Photomicrographs showing meibomian gland keratinous cysts. (Top left) Full-thickness eyelid resection (Patient 5) containing two adjacent intratarsal keratinous cysts. On the bottom left, note the uninflamed scarred tarsus devoid of Meibomian ducts and acini. The surviving Meibomian acini near the eyelid margin and next to the smaller cyst fail to exhibit squamous metaplasia (hematoxylin and eosin, ×40 magnification). (Top right) The larger cyst (Patient 5) displays trichilemmal keratinization without keratohyalin granular or cuticular layers. Hematoxylinophilic granular material is prominent within the intracavitary compactions of anuclear keratin. The outer inset demonstrates collections of bacteria; the inner inset reveals the presence of calcium. Prussian blue staining failed to reveal iron. A Meibomian secretory acinus with an inconspicuous outer basal germinal cell layer is present on the bottom right and shows preservation of centrally located, well-differentiated sebocytes without any evidence of squamous metaplasia (hematoxylin and eosin, ×100 magnification). (Middle left) Two levels through a single cyst (Patient 1). The component on the upper left includes a segment of the tarsus with embedded Meibomian glands displaying central lipidization (hematoxylin and eosin, ×30 magnification). (Middle right) The wall of the cyst is composed of poorly vascularized, tightly woven bundles of tarsal collagen without inflammation (Patient 1). The epithelial lining is undulating and the keratin in the cyst is string-like and loose. The inset highlights a delaminating inner cuticular layer surmounting the crenulated squamous epithelium that lacks a keratohyalin granular layer. Intracavitary string-like keratin has accumulated (hematoxylin and eosin, ×100 magnification; inset, ×400 magnification). (Bottom left) Collapsed serpiginous cyst (Patient 6) with a prominent epithelial lining and a thick, uninflamed fibrous wall (hematoxylin and eosin, ×40 magnification). (Bottom right) The epithelial lining is composed of 4 to 5 layers of corrugated squamous epithelium. Note the string-like, deeply eosinophilic keratin strands in the lumen. The fibrous wall is constituted by tarsal collagen. The inset discloses the thick keratin strands that have shed from the cuticle of the epithelial lining (hematoxylin and eosin, ×100 magnification; inset, ×400 magnification).

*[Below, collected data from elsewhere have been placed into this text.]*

PR #846, opened 2019-01-15
A reassuring message about maintenance windows

### LINKED ISSUE #782: Clarify the maintenance window on Cloud

Reassure people that this isn't some automatically reoccurring event, but just the preferred time to carry out tasks that the user initiates.

## How does this work? (devs)

Happens for
* software upgrades
* node resizes
* ... find what else

begriffs:
Repeat the message in two places where someone might become worried
that the window is some kind of recurring event that uses resources,
rather than a period of time in which they can schedule their own
events manually.

Fixes #782

### DIFF
--- a/cloud/performance.rst
+++ b/cloud/performance.rst
@@ -21,7 +21,7 @@ After you adjust the slider and/or buttons and accept the changes, Citus Cloud b
 
 .. image:: ../images/cloud-maintenance-window.png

The other 5 specimens of the locally excised lesions showed remarkably similar histopathologic findings. If the cyst protruded anteriorly into the eyelid skin, it was still clearly attached to a portion of excised tarsus ( Figure 2 , Middle left). The 5 locally excised cysts exhibited poorly vascularized, thick collagenous walls ( Figure 2 , Middle right, Bottom left and right). No focal collections of mononuclear inflammatory cells or hemosiderin-laden macrophages were observed in the pericystic dense connective tissue. The epithelial linings were composed of squamous cells without keratohyalin granules or intermixed goblet or sebaceous cells ( Figure 2 , Middle right and Bottom right). The innermost cells were thrown into undulations or corrugations (crenulations) with an intensely eosinophilic cuticular layer bordering the lumen. The cuticle diffusely desquamated into the lumen as needle-like or string-like refractile, loose, anuclear, keratinous structures ( Figure 2 , Middle right, inset and Bottom right, inset), rather than resembling the more loosely woven keratin typical of epidermal cysts. Atrophic Meibomian sebaceous glands were found in the vicinity of the cysts in 2 specimens. One specimen of a subtotally removed cyst that was obtained via a transconjunctival approach caused some initial interpretive confusion. The conjunctival surface was covered by shaggy, nonkeratinizing epithelium that eventually was demonstrated to possess goblet cells by means of Alcian blue staining. It was distinguished readily from a nearby portion of the cyst’s lining, which exhibited larger cohesive eosinophilic squamous cells with undulations, an inner cuticular layer, and the absence of goblet cells.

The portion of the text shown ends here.